And the Trees Crept In(67)



At last, he says, “To help you.” His eyes fall, and I see his hopelessness. “To love you.”

His words. His face. His voice. I remember him. I remember my love for him, and I feel a new love for him, one that grew all over again when I didn’t know who he was.

And I fall into him. His arms come around me right away, and my lips meet his. Perfect fit, something inside me says. I kiss him and I hug him and I never want to let go. This feels urgent and desperate. Completely vital.

“Help me,” I whisper.

“I’m trying,” he says.

I allow him to lead me back through the Python manor, away from the hole—far away from it—but I can’t stop my mind from thinking about everything I’ve seen. Especially… that…

My little Nori, reduced to that. It can’t be real. It just… can’t.





Not again. I can’t take this anymore.

La Baume. The kitchen. I watch myself mash up peanuts, like I’ve done a million times before. The other me adds sugar and a little butter. She mixes it up, fiercely. I can see she is trying not to cry. When she’s done, she turns, revealing Nori standing behind her, and hands the mess over.

I step forward without thinking. But something is wrong.

Nori eats the peanut butter slowly

something is wrong

and it looks

like the effort is gigantic.

She swallows it down and smiles at the other me something is wrong

trying to reassure the other me—I’m okay, Silla, I really am, her eyes say—but then she vomits it all back up, curling over and heaving like her body won’t take the food it is offered. So familiar. I know this feeling well.

And now I see it.

Nori is sick. She’s very, very sick.

The other me says, “Don’t worry,” because Nori looks so ashamed of herself, but then Nori sits down very suddenly, looking dazed and thirsty, so the other me gathers her up and carries her upstairs.

I don’t want to follow.

I follow.


I stay.


I watch.


It’s like some sick kind of stop-motion film, sped up. I watch myself as the days pass, caring for Nori, who wastes away in her bed. She is so thin, so pale, so thirsty. The other me tries to feed her the peanuts, but Nori rejects it all. The other Silla wishes she had fresh apples. Gowan always brought the apples from the apple tree.

The other Silla wanders from the chair by the window, peering out into the woods, to the chair by the bed, sitting beside Nori and reading to her, feeding her, cleaning her, crying for her.

Day passes day passes day. She visits the window often, but the view doesn’t change. No one comes.

One day, another long day of suffering, Silla finds a journal. It is old, so old, that it has calcified somehow, the cover turning hard as stone. It is cracked down the middle. She finds a pen, opens the broken book, and begins to write.

I peer over her shoulder.

They say I’m crazy, she writes.

Days, nights, days.

No Gowan. No sign.

Nori grows thinner, sicker, thinner. She stops taking water, too, after a little while. The other me looks better, but not much.

The food is gone now. Only one dried apple left, which she was hoping to avoid because it has some mold on the side.

I watch as Silla feeds it to Nori, instead of taking it herself, even though she knows Nori won’t keep it down. But she must try. She has to try. I watch the slow painful bites, the excruciating swallows.

And then—

And then I am in the other Silla. I am her, and she is me, and there is ink on my fingers, which are curled around a broken book. I am so hungry. The pain is constant, inevitable, wholly distracting.

I try to feed Nori, but she is no longer awake or responding. Terror like a blinding flash hits me, and I check—she’s breathing. Shallow. So shallow. I begin to cry, but there is no water in my body.
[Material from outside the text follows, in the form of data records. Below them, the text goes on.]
PR #3564, opened 2026-08-02
Remove allocations from ClassMapping hot path

### LINKED ISSUE #3563: ClassMapping hot paths: per-access delegate allocation and repeated PropertyMappings snapshots during deserialization
## Summary

Profiling FHIR-JSON deserialization under a workload that parses ~900 patient bundles (Firely SDK 6.3.0; the affected files are byte-identical on current `develop`) shows two avoidable costs in `Hl7.Fhir.Base/Introspection/`, both on the per-element deserialization path:

1. **`ClassMapping.PrimitiveValueProperty` (line 218)** recomputes `PropertyMappings.SingleOrDefault(pm => pm.RepresentsValueElement)` on every access, for a value that is a pure function of the (already lazily built) mapping collection.

   The cost is larger than a LINQ scan. Enumerating `PropertyMappingCollection` goes to `ConcurrentDictionary.Values`, and that property **acquires every one of the dictionary's bucket locks and copies all entries into a fresh `List` wrapped in a `ReadOnlyCollection`** on each read. So each element parsed took a full, locked snapshot of the declaring class's property collection — twice over, since `HasPrimitiveValueMember` does the same thing with `Any`. In a thread-time profile of the bundle-parsing workload `get_PrimitiveValueProperty` was the single largest frame at **26.8% of active thread time**, and it accounted for ~93% of observed lock contention at 4-way parallelism. Those bucket locks — not any lazy-initialization check — are the contention: `LazyInitializer` takes no lock in this overload.

2. **`LazyInitializer.EnsureInitialized(ref field, factory)` allocates the factory delegate on every access**, including the warm path where the field has long been initialized. This applies wherever the factory captures state or is an instance method group, which is the case at `ClassMapping.PropertyMappingsInternal` (line 195, a `this`-capturing local function), `ClassMapping.CreateInstance`/`CreateList` (lines 361/375, method groups — so one delegate per created element and per created list), `PropertyMappingCollection.ByOrder`/`ChoiceProperties`, and `PropertyMapping.FhirTypeMappings` (read through `GetInstantiableType()` for every element whose property type is abstract).

   From the allocation census of the workload (15.55 GB sampled), the delegates alone are ~1.10 GB, **7.1% of everything the workload allocates**:

   | delegate type | site | allocated | share |
   |---|---|---|---|
   | `Func<PropertyMappingCollection>` | `PropertyMappingsInternal` | 602.1 MB | 3.87% |
   | `Func<Func<object>>` | `CreateInstance` | 384.3 MB | 2.47% |
   | `Func<Func<IList>>` | `CreateList` | 58.4 MB | 0.38% |
   | `Func<ClassMapping[]>` | `FhirTypeMappings` | 35.9 MB | 0.23% |
   | `Func<List<PropertyMapping>>` | `ByOrder` + `ChoiceProperties` | 17.4 MB | 0.11% |

   These are also the *only* `LazyInitializer` factories that appear in the census at all, which is a natural scope boundary: the other calls in the assembly either pass a non-capturing lambda (`() => []`), which the compiler caches in a static field so it costs nothing per access, or are not on the per-element parse path.

## Proposed fix (small, semantics-preserving)

- Cache the value-element scan inside `PropertyMappingCollection`, next to the `ByOrder`/`ChoiceProperties` caches and invalidated with them, and have `PrimitiveValueProperty`/`HasPrimitiveValueMember` read that. The value is a pure function of the collection's contents.
- Replace the `EnsureInitialized` calls with the allocation-free fast path
  `return Volatile.Read(ref _field) ?? create();`, where `create()` publishes via
  `Interlocked.CompareExchange(ref _field, built, null)`. This is the same shape `LazyInitializer.EnsureInitialized` itself has (`Volatile.Read(ref target) ?? EnsureInitializedCore(...)`), so it preserves its semantics exactly — the factory may race, one instance is published, the read has acquire semantics — while making the warm path a plain field read with zero allocation.

## Measured effect

Drop-in A/B on the workload above: **A** = `Hl7.Fhir.Base.dll` built from the `v6.3.0` tag, **B** = the same tree plus this fix. The three affected files are byte-identical between `v6.3.0` and current `develop`, so the port is exact and the result carries over; measuring against 6.3.0 is necessary because the consumer pins 6.3.0 and a `develop` build is not binary compatible with it. Both DLLs come from the same toolchain and are dropped into otherwise identical copies of the harness output directory.

Workload: 900 CMS measure cases from the Firely CQL SDK integration corpus, bundle deserialization **in** the loop (bundle cache off), single-threaded (dop 1, the deserialization path is serial), 100 reps per run, medians over reps 86–100. Four order-balanced rounds (A first in rounds 1 and 3, B first in 2 and 4); the pooled figure is the mean of the four round medians, which cancels the first-run-in-a-round penalty visible in the raw numbers.

| metric (per 900 cases) | A (6.3.0 stock) | B (+ fix) | delta | delta % |
|---|---|---|---|---|
| wall | 1635 ms | 1546 ms | −89 ms | **−5.4%** |
| cpu | 1731 ms | 1625 ms | −106 ms | **−6.2%** |
| allocated | 778.6 MB | 711.5 MB | −67.2 MB | **−8.6%** |
| allocated per case | 886.0 KB | 809.8 KB | −76.2 KB | **−8.6%** |
| gen0 collections | 47 | 43 | −4 | −8.5% |
| GC pause | 43.1 ms | 38.5 ms | −4.6 ms | −11% |
| gen1 / gen2 / lock contention | ~0 / 0 / 0 | 0 / 0 / 0 | — | — |

Round agreement:

* **Allocation and gen0 are reproducible**: −8.3% / −8.9% / −8.6% / −8.7% (allocation) and −8.5% in
  all four rounds (gen0). This is the part of the result to rely on.
* **Wall and CPU do not agree across rounds**: −15.4% / −3.2% / −0.1% / −2.0% (wall). The scatter
  tracks run order and first-run effects on this 4-core box, not the variant — round 1's stock run
  was simply a slow one (median 1769 ms against 1536–1635 ms in the other three rounds). −5.4% is
  the order-balanced mean, and it is worth exactly as much as that spread allows: the direction is
  consistent (every round favours the patch) but the magnitude is not resolved better than
  "a few percent".

  One cross-check: this A/B was run twice, before and after the review revisions (which added the
  `FhirTypeMappings` conversion and the `Volatile.Read`s). Four order-balanced rounds each time,
  eight in total. Pooled wall came out at −5.40% the first time and −5.44% the second, and pooled
  allocation at −8.3% then −8.6% — the extra ~0.3 points of allocation being the `FhirTypeMappings`
  delegate, consistent with the 0.23% share the census attributed to it.

### Microbenchmark of the paths themselves

Bytes allocated per call, measured with `GC.GetAllocatedBytesForCurrentThread()` on a warmed-up `boolean` mapping (200k iterations), `develop` vs. patched:

| path | develop | patched |
|---|---|---|
| `PropertyMappings` + `PrimitiveValueProperty` + `HasPrimitiveValueMember` + `FindMappedElementByName`, per iteration | 464 B | **0 B** |
| `FhirTypeMappings`, per read | 64 B | **0 B** |
| `CreateInstance`, per call | 128 B | **64 B** (just the `FhirBoolean`) |
| `CreateList`, per call | 96 B | **32 B** (just the `List`) |
| `FindMappedElementByChoiceName`, per call *(not addressed here)* | 392 B | 200 B |

The last row is a separate, untouched cost: `findChoiceMatch` does `ChoiceProperties.Where(...).ToList()` per call, which allocates a closure, an iterator and a list. It drops only because it no longer pays for the two delegates underneath it. Worth its own issue.

## Notes

- The workload is the Firely CQL SDK's CMS integration corpus; the effect is on *deserialization* (bundle parsing). CQL evaluation itself does not touch `ClassMapping` (verified by profiling with parsing removed from the loop).
- No public API change and no intended behavioural change; see the PR for the exact list of observable deltas.
- While implementing this, one latent bug turned up next door: `PropertyMappingCollection.Remove(x)` updated its cached lists by removing `x` from them, but the name dictionary is case-insensitive, so `Remove` can evict a *different* mapping that happens to share `x`'s name — leaving the evicted mapping behind in `ByOrder`/`ChoiceProperties`. The PR fixes that by dropping the caches instead.

alexzautke:
## Description

Two patterns in `ClassMapping`, `PropertyMappingCollection` and `PropertyMapping` cost an allocation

I try to say Nori’s name, but there is not enough strength even for that.

I climb into the bed next to my sister, clutching her to me, and I fall asleep.

Please… I think. Please, Gowan. We need you.
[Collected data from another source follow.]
PR #3568, opened 2026-08-05
Omit empty JSON and XML structures without buffering (GPT)

ewoutkramer:
## Problem

The serializers can discover that a complex value has no serializable children only after filtering has begun. At that point the underlying forward-only writer may already have emitted the opening JSON object/array token or XML start element, leaving an empty structure that should have been omitted.

PR #3557 solved this by buffering serialized output so the opening token could effectively be undone. That works, but makes filtering, serialization, and buffer management interact inside the serializer and obscures which layer owns each decision.

## Conclusion

Full payload buffering is not necessary. The only output that must be reversible is structural output that has not yet been proven necessary. This PR encapsulates that concern in small deferred writers:

- the serializer still decides what to traverse and filter;
- the normal JSON and XML writers still perform actual serialization;
- the deferred writer owns only whether pending structural tokens must be committed.

The deferred state is proportional to nesting depth, not payload size. A container/element is committed when real serializable content requires it; otherwise its pending start is discarded when its scope closes.

### JSON

- Adds a `DeferredJsonWriter` that defers object/array starts and property names.
- Omits complex values made empty by filtering.
- Preserves sparse primitive-array positions where JSON/FHIR semantics require placeholders.
- Fixes the indentation regression by keeping indentation decisions in the actual writer rather than replaying buffered JSON.

### XML

- Adds a `DeferredXmlWriter` with the same structural responsibility.
- Commits an element when it receives an attribute, a surviving child, or raw XHTML content.
- Keeps the document resource root required while allowing empty nested resources and complex elements to disappear.
- Treats retained source comments as metadata: comments follow a surviving element but do not materialize an otherwise empty element.

## Behavioral impact

- Empty JSON objects/arrays and XML elements created only because all children were filtered are omitted.
- Primitive values, XML attributes, XHTML, and required roots continue to serialize.
- JSON indentation remains correct.
- Invalid-resource snapshots now omit empty invalid XML containers/elements; their captured diagnostics are unchanged.

## Validation

- Full POCO support test suite: 610 passed.
- Added JSON and XML regressions for filtered complex values and content-preserving cases.
- Added XML coverage for attributes, raw content, roots, nested resources, and retained comments.
- `Hl7.Fhir.Base` builds for both `net8.0` and `netstandard2.1`.


ewoutkramer:
I prefer Claude's, closing this one.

When I wake, Nori is ice cold in the bed beside me.





“It gets bad after this.” Gowan is standing in the shadows of the room.

“I know.”

I stay in bed for a long time. The smells get pretty bad, but I won’t let go of her, and it soon passes. There’s something wet in the bed with us, but that passes, too. I can’t… I can’t do this.…

And I’m out. Watching. Once more a spectator. The other Silla is in the bed, and I am standing at the foot of it.

I watch myself linger on, staring with yearning, desperate eyes at the window.

I watch myself write, sicken, suffer, and very slowly… die.





“This is what happened,” I say.

Gowan, beside me now, nods.

“This is how I died. How we died.”

He nods again.

“I’m to blame.”

He faces me, takes my shoulders. “No. You can’t think that. It was so hard back then, all that talk of war, people running scared.… People died. So many people died. Cath was weak and sick, and she went mad and killed herself. That’s not your fault. Nori died from some kind of wasting sickness and that was not your fault.” He pauses. “You couldn’t have saved her, Silla.” He pauses. “You starved to death, and, yes, that was your choice. But… you have to forgive yourself, Silla.”